§ **Problem statement**:
Only one portion of the data is to be written out: from the line bearing "I'd suggest that" through the line bearing "I can reproduce". Write it exactly as it appears.

Dataset entries:
PR #6711, opened 2023-12-08
Enh: run migrations manually

martin-rueegg:
Currently, when navigating to Administration -> Information -> Database, any pending migration is applied immediately and leaves the administrator no choice of whether to actually apply them now.

- This PR loads and displays the pending migration and gives the user the option to apply them.
- Once migrations are applied, the user can reload the migration info (useful, if some migrations failed) and apply them again.
- If no migration is applied, no option to apply them is offered.
- If migrations are applied, cache is automatically cleared as well.

- Feature

- No

- [x] All tests are passing
- [x] Changelog was modified

### DIFF
--- a/protected/humhub/modules/admin/controllers/InformationController.php
+++ b/protected/humhub/modules/admin/controllers/InformationController.php
@@ -8,9 +8,12 @@
 
 namespace humhub\modules\admin\controllers;
 
+use humhub\commands\MigrateController;
+use humhub\libs\SelfTest;
 use humhub\modules\admin\components\Controller;
 use humhub\modules\admin\components\DatabaseInfo;
 use humhub\modules\admin\libs\HumHubAPI;
+use humhub\modules\admin\permissions\SeeAdminInformation;
 use humhub\modules\queue\driver\MySQL;
 use humhub\modules\queue\helpers\QueueHelper;
 use humhub\modules\queue\interfaces\QueueInfoInterface;
@@ -20,12 +23,15 @@ use ReflectionException;
 use Yii;
 
 /**
- * Informations
+ * Information
  *
  * @since 0.5
  */
 class InformationController extends Controller
 {
+    public const DB_ACTION_CHECK = 0;
+    public const DB_ACTION_RUN = 1;
+    public const DB_ACTION_PENDING = 2;
 
     /**
      * @inheritdoc
@@ -52,7 +58,7 @@ class InformationController extends Controller
     protected function getAccessRules()
     {
         return [
-            ['permissions' => \humhub\modules\admin\permissions\SeeAdminInformation::class],
+            ['permissions' => SeeAdminInformation::class],
         ];
     }
 
@@ -78,11 +84,25 @@ class InformationController extends Controller
 
     public function actionPrerequisites()
     {
-        return $this->render('prerequisites', ['checks' => \humhub\libs\SelfTest::getResults()]);
+        return $this->render('prerequisites', ['checks' => SelfTest::getResults()]);
     }
 
-    public function actionDatabase()
+    public function actionDatabase(int $migrate = self::DB_ACTION_CHECK)
     {
+        if ($migrate === self::DB_ACTION_RUN) {
+            $migrationOutput = sprintf(
+                "%s\n%s",
+                MigrateController::webMigrateAll(),
+                SettingController::flushCache()
+            );
+        } else {
+            $migrationOutput = MigrateController::webMigrateAll(MigrateController::MIGRATION_ACTION_NEW);
+
+            $migrate = str_contains($migrationOutput, 'No new migrations found.')
+                ? self::DB_ACTION_CHECK
+                : self::DB_ACTION_PENDING;
+        }
+
         $databaseInfo = new DatabaseInfo(Yii::$app->db->dsn);
 
         $rebuildSearchJob = new RebuildIndex();
@@ -95,7 +115,8 @@ class InformationController extends Controller
             [
                 'rebuildSearchRunning' => QueueHelper::isQueued($rebuildSearchJob),
                 'databaseName' => $databaseInfo->getDatabaseName(),
-                'migrate' => \humhub\commands\MigrateController::webMigrateAll(),
+                'migrationOutput' => $migrationOutput,
+                'migrationStatus' => $migrate,
             ]
         );
     }
@@ -105,8 +126,8 @@ class InformationController extends Controller
      */
     public function actionBackgroundJobs()
     {
-        $lastRunHourly = (int) Yii::$app->settings->getUncached('cronLastHourlyRun');
-        $lastRunDaily = (int) Yii::$app->settings->getUncached('cronLastDailyRun');
+        $lastRunHourly = (int)Yii::$app->settings->getUncached('cronLastHourlyRun');
+        $lastRunDaily = (int)Yii::$app->settings->getUncached('cronLastDailyRun');
 
         $queue = Yii::$app->queue;
 
@@ -115,7 +136,10 @@ class InformationController extends Controller
             $canClearQueue = true;
             if (Yii::$app->request->isPost && Yii::$app->request->get('clearQueue') == 1) {
                 $queue->clear();
-                $this->view->setStatusMessage('success', Yii::t('AdminModule.information', 'Queue successfully cleared.'));
+                $this->view->setStatusMessage(
+                    'success',
+                    Yii::t('AdminModule.information', 'Queue successfully cleared.')
+                );
             }
         }
 
@@ -137,7 +161,7 @@ class InformationController extends Controller
             $reflect = new ReflectionClass($queue);
             $driverName = $reflect->getShortName();
         } catch (ReflectionException $e) {
-            Yii::error('Could not determine queue driver: '. $e->getMessage());
+            Yii::error('Could not determine queue driver: ' . $e->getMessage());
         }
 
         return $this->render('background-jobs', [
@@ -151,5 +175,4 @@ class InformationController extends Controller
             'canClearQueue' => $canClearQueue
         ]);
     }
-
 }
--- a/protected/humhub/modules/admin/views/information/database.php
+++ b/protected/humhub/modules/admin/views/information/database.php
@@ -1,4 +1,5 @@
 <?php
+
 /**
  * @link https://www.humhub.org/
  * @copyright Copyright (c) 2017 HumHub GmbH & Co. KG
@@ -6,13 +7,17 @@
  */
 
 use humhub\libs\Html;
+use humhub\modules\admin\controllers\InformationController;
+use humhub\modules\ui\view\components\View;
 
 /**
- * @var $this \humhub\modules\ui\view\components\View
+ * @var $this View
  * @var $databaseName string
- * @var $migrate string
+ * @var $migrationStatus int
+ * @var $migrationOutput string
  * @var $rebuildSearchRunning boolean
  */
+
 ?>
 <div>
     <p>
@@ -27,10 +32,42 @@ use humhub\libs\Html;
     </p>
 </div>
 
-<p><?= Yii::t('AdminModule.information', 'Database migration results:'); ?></p>
-
-<div class="well">
+<div>
+<?php if ($migrationStatus === InformationController::DB_ACTION_PENDING): ?>
+    <p><?= Yii::t('AdminModule.information', 'Outstanding database migrations:'); ?></p>
+    <div class="well">
     <pre>
-        <?= $migrate; ?>
+        <?= $migrationOutput ?>
     </pre>
+    </div>
+    <p><br>
+        <?= Html::a(
+            Yii::t('AdminModule.information', 'Refresh'),
+            ['/admin/information/database'],
+            [
+                'id' => 'migrationRun',
+                'class' => 'btn btn-primary pull-right',
+            ]
+        ); ?>
+    </p>
+<?php elseif ($migrationStatus === InformationController::DB_ACTION_RUN): ?>
+    <p><?= Yii::t('AdminModule.information', 'Database migration results:'); ?></p>
+    <div class="well">
+    <pre>
+        <?= $migrationOutput ?>
+    </pre>
+    </div>
+    <p><br>
+        <?= Html::a(
+            Yii::t('AdminModule.information', 'Update Database'),
+            ['/admin/information/database', 'migrate' => 1],
+            [
+                'id' => 'migrationRun',
+                'class' => 'btn btn-primary pull-right',
+            ]
+        ); ?>
+    </p>
+<?php else: ?>
+    <p><?= Yii::t('AdminModule.information', 'Your database is <b>up-to-date</b>.'); ?></p>
+<?php endif; ?>
 </div>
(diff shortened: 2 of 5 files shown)


martin-rueegg:
All failing tests have to do with
- `http://localhost/` vs
- `http://localhost:8080/`

I have no clue how this could be related to the changes in this PR.

martin-rueegg:
> All failing tests have to do with
> 
>     * `http://localhost/` vs
> 
>     * `http://localhost:8080/`
> 
> 
> I have no clue how this could be related to the changes in this PR.

@luke- Could that have to do with your merges from master to develop?

luke- (changes requested):
@martin-rueegg Thanks, below my review.

protected/humhub/modules/admin/controllers/InformationController.php
```diff
@@ -78,15 +82,73 @@ public function actionAbout()
...
+            Yii::t('AdminModule.information', 'Update migration information'),
+            ['/admin/information/database', 'migration' => 'check'],
+            $linkOptions
+        );
+
+        if ($request->isPjax && $migrationCheck = $request->get('migration')) {
+            if ($migrationCheck === 'run') {
+                $return = MigrateController::webMigrateAll();
+
+                $return .= "\n" . "Flushing cache ...";
```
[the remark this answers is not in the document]
martin-rueegg: Not sure I understand your sentence.

 You'd prefer
```php
 $return .= "\nFlushing cache ...";
```
Or heredoc or something different?

protected/humhub/modules/admin/views/information/database.php
```diff
@@ -1,36 +1,64 @@
...
 
 <p><?= Yii::t('AdminModule.information', 'Database migration results:'); ?></p>
 
-<div class="well">
-    <pre>
-        <?= $migrate; ?>
-    </pre>
+<div>
+    <?php
+    Pjax::begin([
```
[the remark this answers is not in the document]
martin-rueegg: Do I understand correctly, that you want to get rid of the entire PJAX in this PR?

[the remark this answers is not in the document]
luke-: Yes, currently we only use PJAX to avoid reloading of content container layouts or the whole page layout. And some users disabled this. (Don't know why). I don't want to introduce such a new approach like this by the way. 

For me, it is important that everything is implemented as identically as possible. Anything else makes hard to maintain.

I would like to discuss & decide this separately, if we should se PJAX in more places in the core/modules.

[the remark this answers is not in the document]
martin-rueegg: > Yes, currently we only use PJAX to avoid reloading of content container layouts or the whole page layout. And some users disabled this. (Don't know why). I don't want to introduce such a new approach like this by the way.

Ok, I understand.

The reason why I chose PJAX was twofold:
1. Page loading speed/reactivity
2. Reducing the code loaded before migrations are happening

The first one is a general point. As a user I'd expect the page to move somehow once I click on a link. Here, nothing seems to happen (with PJAX enabled) until the request returns and the page is replaced. Hence, loading the page content quickly and then the migration (check) provides more responsiveness. However, this is just a detail in user experience.

The second point ties in with the topic of upgrading modules: The less code is loaded before the migration is happening, the less likely some code fails (e.g. because a field is not yet there). And the fact that some migration has not been a applied yet is an indication that something went wrong already before this point, as otherwise migrations would have been applied during installation/update.

As such, the PJAX sub-request only loads the controller and the view and runs the migration. There is no checking on any other part. And in an emergency, the link could also be called directly from the browser's address line (e.g. in a support case) to run the migration (if shell access isn't easy available to run it there). And as such some issues could be solved.

Now this just as a background for you. I'm happy to convert the code into plain page calls. Or, alternatively, in [JavaScript client](https://docs.humhub.org/docs/develop/javascript-client) calls. Would that be any better than PJAX? (Under the hood, PJAX is just hitchhiking the client xhr request. So I'm not sure if those who disable PJAX also disable any xhr.)

> For me, it is important that everything is implemented as identically as possible. Anything else makes hard to maintain.

Sure, got you.

protected/humhub/modules/admin/controllers/InformationController.php
```diff
@@ -78,15 +83,42 @@ public function actionAbout()
...
+
+        if ($migrations === self::DB_ACTION_RUN) {
+            $migrationOutput = sprintf(
+                "%s\n%s",
+                MigrateController::webMigrateAll(),
+                SettingController::flushCache()
+            );
+
+            $linkRunMigrations = [
+                'caption' => Yii::t('AdminModule.information', 'Update migration information'),
```
luke-, line 102: Do we really need to have different captions/buttons/action here?

I see only two situations:

- There are new migrations to execute. --> Show button
- There are no migration. --> No button

luke- (changes requested):

protected/humhub/modules/admin/views/information/database.php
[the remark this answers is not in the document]
luke-: @martin-rueegg Thanks for the arguments and the changes. Perhaps we should really push for greater use of PJAX on the roadmap.

protected/humhub/modules/admin/controllers/InformationController.php
martin-rueegg: There is a semi-third state:

-  migrations are run and the result displayed in the window. So the "Update migration information" is show to re-check. would be the same as reloading the page.

Is kinda verifying that everything is fine now. Or after a migration failed to see what is now actually pending.

luke- (changes requested):

protected/humhub/modules/admin/controllers/InformationController.php
luke-: > > But then, why not simply add a "Reload" button to the view on condition `!empty($migrationOutput)`.
> 
> Actually, `$migrationOutput` will never be empty, as "empty" is when it says "no migrations". But I get your point.
> 
> I'm not quite sure, why "reload" would be more indicative than "Update migration information". I find it a bit ambiguois, as it could also mean "reload the migrations".
> 
> How about "refresh"?

"Refresh" would be also fine for me. We could also do something like `str_replace('No new migrations!', '')` on controller level. And on view: 

```
<?php if (empty($migrationOutput)): ?>

Some more user friendly and translated message, that the database is up 2 date.

<?php endif; ?> 
```

> 
> > Why do we need `DB_ACTION_CHECK` constants and controller logic? Are these perhaps leftovers from the Ajax solution?
> 
> I have used constants, as I did not want to just use free-text strings. But now that we have abolished PJAX (which needed to distinguish three states: a) primary load, b) migration check, and c) migration run) we do only have to distinguish two states (load with check vs. load with run). So we could do it similar to the refresh search thingy and just use `1`, if you prefer.
> 
> > controller logic
> 
> We need that anyway to distinguish the two requests and run different migration commands (`up` vs `new`)

Please see the view file below, for an idea, of controller logic. Did I missed something?

protected/humhub/modules/admin/views/information/database.php
```diff
@@ -31,6 +48,7 @@
 
 <div class="well">
```
luke-, line 49: Hmm, instead of preparing the button on the controller side, I would prefer to add some vars, to get a simple and readable view e.g. 

```php
<?php if ($newMigrationsPerformed): ?>
       Database Migration Result:
      <pre>
        <?= $migrationOutput ?>
      </pre>
      <?= Html::a('Update Database' , ['/admin/information/database'], ['class' => 'btn btn-default']); ?>
<?php elseif ($newMigrationsAvailable): ?>
      <pre>
        <?= $migrationOutput ?>
      </pre>
      <?= Html::a('Refresh' , ['/admin/information/database', 'migrate' => 1], ['class' => 'btn btn-default']); ?>
<?php else: ?>
      <!-- Show your database is up2date message -->
<?php endif; ?>
```

luke- (changes requested):

martin-rueegg:
@luke- Thank for the review. I hope I have now been able to adjust accordingly.

protected/humhub/modules/admin/controllers/InformationController.php
```diff
@@ -78,15 +84,32 @@ public function actionAbout()
...
+            $migrate = str_contains($migrationOutput, 'No new migrations found.')
+                ? self::DB_ACTION_CHECK
+                : self::DB_ACTION_PENDING;
+        }
+
         $databaseInfo = new DatabaseInfo(Yii::$app->db->dsn);
 
         $rebuildSearchJob = new RebuildIndex();
-        if (Yii::$app->request->isPost && Yii::$app->request->get('rebuildSearch') == 1) {
+        if ($request->isPost && $request->get('rebuildSearch') == 1) {
```
luke-, line 112: Just a small note: I understand that we often have very deep wiring that is a bit hard to read, but in the case of `Yii::$app->request` or other app components I would like to keep it that way. :-)

luke- (approved):

protected/humhub/modules/admin/controllers/InformationController.php
martin-rueegg: If `Yii::$app->request` was an actual class field, I'd understand. And I agree that in this case line 93 could be at 112 to keep it more readable.

But what is be the benefit of going through the whole get-component thing twice, just to read two properties of the very same object? Isn't that a bunch of function calls we can safe?

I appreciate that this should not be done if the object might change in between, e.g. `Yii::$app->controller` but in this case I just make to successive calls to `isPost` and `get`.

Shall I undo the change or move the $request asignment to line 112?

luke-: I would like to undo this, I don't want to be too picky.

I believe the Yii2 ServiceLocator is quite efficient: 
https://github.com/yiisoft/yii2/blob/master/framework/di/ServiceLocator.php#L127-L129

martin-rueegg: done.

martin-rueegg: > I believe the Yii2 ServiceLocator is quite efficient:
> https://github.com/yiisoft/yii2/blob/master/framework/di/ServiceLocator.php#L127-L129

Btw, internally it's more something like:
1. Application: property_exists('request')
3. Application: get_parent_class()
4. WebApplication: property_exists('request')
3. WebApplication: get_parent_class()
4. BaseApplication: property_exists('request')
3. BaseApplication: get_parent_class()
4. Module: property_exists('request')
3. Module: get_parent_class()
4. ServiceLocator: property_exists('request')
3. ServiceLocator: get_parent_class()
4. Component: property_exists('request')
3. Component: get_parent_class()
4. BaseObject: property_exists('request')
3. BaseObject: get_parent_class()
5. Application: method_exists('__get')
3. Application: get_parent_class()
4. WebApplication: method_exists('__get')
3. WebApplication: get_parent_class()
4. BaseApplication: method_exists('__get')
3. BaseApplication: get_parent_class()
4. Module: method_exists('__get')
3. Module: get_parent_class()
4. ServiceLocator: method_exists('__get')
4. ServiceLocator::__get('request')
6. Application: method_exists('has')
3. Application: get_parent_class()
4. WebApplication: method_exists('has')
3. WebApplication: get_parent_class()
4. BaseApplication: method_exists('has')
3. BaseApplication: get_parent_class()
4. Module: method_exists('has')
3. Module: get_parent_class()
4. ServiceLocator: method_exists('has')
5. isset($this->_components['has']) with array lookup
6. return true
6. Application: method_exists('get')
3. Application: get_parent_class()
4. WebApplication: method_exists('get')
3. WebApplication: get_parent_class()
4. BaseApplication: method_exists('get')
3. BaseApplication: get_parent_class()
4. Module: method_exists('get')
3. Module: get_parent_class()
4. ServiceLocator: method_exists('get')
5. ServiceLocator::get('request')
5. isset($this->_components['has']) with array lookup
5. return $this->_components['has'] with array lookup

It may be though, that the first location of the property (steps 1-14) are more efficient for an instantiated object. I have not checked the source code. But if it's similar as reflection works, that would basically be the procedure.

And all of that twice in the current method. Only once, if it's not a post request. :-)

Using `Yii::$app->get('request')` would already be massively better. But then we loose autocomplete.

So I certainly think, storing the variable is way more efficient. Particularly if you do it many times in the same scope, and then on many levels ...

luke-: Thanks for the overview, dood to know, indeed, it doesn't look very efficient. Hope there are some Optimizations in the background. :-)

But for me and for now, the important thing is to maintain a consistent style. But for sure there is much room for improvements in future

luke- (approved):

yurabakhtin:
@luke- @martin-rueegg Probably the bug is related somehow:

migration-bug

martin-rueegg:
@yurabakhtin would you be able to describe the procedure?

Does the "not secure" info in the addressbar show up before or after you click "Update Database"?

I'd suggest that the problem may be a http vs https incongruency.

yurabakhtin:
@martin-rueegg I just started to work on new branch https://github.com/humhub/humhub/tree/enh/search where we have new migration `m240203_112155_search` so after run the update I got the errors, and even after several page refreshes I see the errors.

> Does the "not secure" info in the addressbar show up before or after you click "Update Database"?

My local test server works on `http://`

local-site

I can reproduce the broken layout even with simple opening the url like `http://humhub.local/admin/information/database?migrate=1` in new browser tab.
If you don't see this then don't spend your time, maybe it is only from my browser side, I will investigate this later deeply.
I just posted this here because it looks more related and in order to don't forget to fix this, thanks.

martin-rueegg:
Ah, I see. So I guess it has nothing to do with the "not secure" warning.
Also, looking at this PR I don't see how this could be the causing an error. Unless the MigrateController would somehow force https, rather than http in the `up` action.

I can't reproduce it here with https. And when I use http, it automatically switches to https (browser and server side). So I'd have to change my setup.

But you could print a screenshot of the requests sent (visible in the network tab of the developer console of the browser). I'm sure there are some css (and maybe other) files that are not correctly loaded.

yurabakhtin:
@martin-rueegg 

- `/admin/information/database?migrate=1`

files-404

strange why the files are not loaded, but if I copy their url into a new browser tab, I see the files are loaded correctly:

fontawesome
bootstrap

- `/admin/information/database`

no-migrate-param

I see only one difference in the param `v`: `v=1.16.0` vs `v=1707498088`

I have this bug in Chrome and FireFox browsers.

The branch `master` v1.15.3 has no such issue, only `develop` v1.16.0

martin-rueegg:
@yurabakhtin This is indeed very peculiar.

Would you mind pasting the source code of the two main pages here? I.e. the raw response from the following requests:

- /admin/information/database?migrate=1
- /admin/information/database

And do you have a chance to see if the requests actually hit the webserver?
Is the cache disabled in the chrome browser?

yurabakhtin:
@martin-rueegg I have detected the problem was in the code `Yii::$app->assetManager->clear()` which is called from `SettingController::flushCache()`, on my side the code removes all folders from the folder `/assets` so it seems some of them cannot be recreated when page is loaded right after the clearing.
I have decided to redirect a page with storing a migration result in session, please check my solution in PR https://github.com/humhub/humhub/pull/6881.

martin-rueegg:
Thank you, @yurabakhtin. See my further comments in the respective PR.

§ **Response to the exercise**:
I'd suggest that the problem may be a http vs https incongruency.

yurabakhtin:
@martin-rueegg I just started to work on new branch https://github.com/humhub/humhub/tree/enh/search where we have new migration `m240203_112155_search` so after run the update I got the errors, and even after several page refreshes I see the errors.

> Does the "not secure" info in the addressbar show up before or after you click "Update Database"?

My local test server works on `http://`

local-site

I can reproduce the broken layout even with simple opening the url like `http://humhub.local/admin/information/database?migrate=1` in new browser tab.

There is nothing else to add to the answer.